## Source information
PR #780, opened 2023-11-03
Add Upgrading to Nameko 3 section to docs

iky:


docs/upgrading_to_nameko_3.rst
```diff
@@ -0,0 +1,347 @@
...
+What's new in Nameko 3
+----------------------
+
+Configuration improvements
+~~~~~~~~~~~~~~~~~~~~~~~~~
+
+* Configuration loaded from a file or declared in the CLI is now available in a :ref:`global config object <nameko-config>`.
+* Configuration may now be :ref:`declared on the CLI <cli-define-option>`.
+* Configuration access via the service container is now deprecated.
+* Builtin extensions and other facilities that read the configuration now access it via the global.
```
pace-gene, line 15: >now access it via the global.

That isn't very grammatically correct or understandable. I suggest instead:

>Builtin extensions and other facilities that access the configuration now access it via the `nameko.config` import rather than the deprecated service container.

docs/upgrading_to_nameko_3.rst
```diff
@@ -0,0 +1,347 @@
...
+
+CLI improvements
+~~~~~~~~~~~~~~~~
+
+* The CLI has been rebuilt using `click <http://click.pocoo.org/>`_ to be more robust, reliable and extensible..
```
pace-gene, line 20: `rebuilt` => `rewritten`

pace-gene, line 20: Two periods at the end of the sentence can become one.

docs/upgrading_to_nameko_3.rst
```diff
@@ -0,0 +1,347 @@
...
+* The `backdoor` command has been removed; `run`` informs about how to connect to the backdoor port.
```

## Required work
Write the "deprecated service container." line and all later lines exactly. Stop at the end of the data.

## Completed exercise
>Builtin extensions and other facilities that access the configuration now access it via the `nameko.config` import rather than the deprecated service container.

docs/upgrading_to_nameko_3.rst
```diff
@@ -0,0 +1,347 @@
...
+
+CLI improvements
+~~~~~~~~~~~~~~~~
+
+* The CLI has been rebuilt using `click <http://click.pocoo.org/>`_ to be more robust, reliable and extensible..
```
pace-gene, line 20: `rebuilt` => `rewritten`

pace-gene, line 20: Two periods at the end of the sentence can become one.

docs/upgrading_to_nameko_3.rst
```diff
@@ -0,0 +1,347 @@
...
+* The `backdoor` command has been removed; `run`` informs about how to connect to the backdoor port.
```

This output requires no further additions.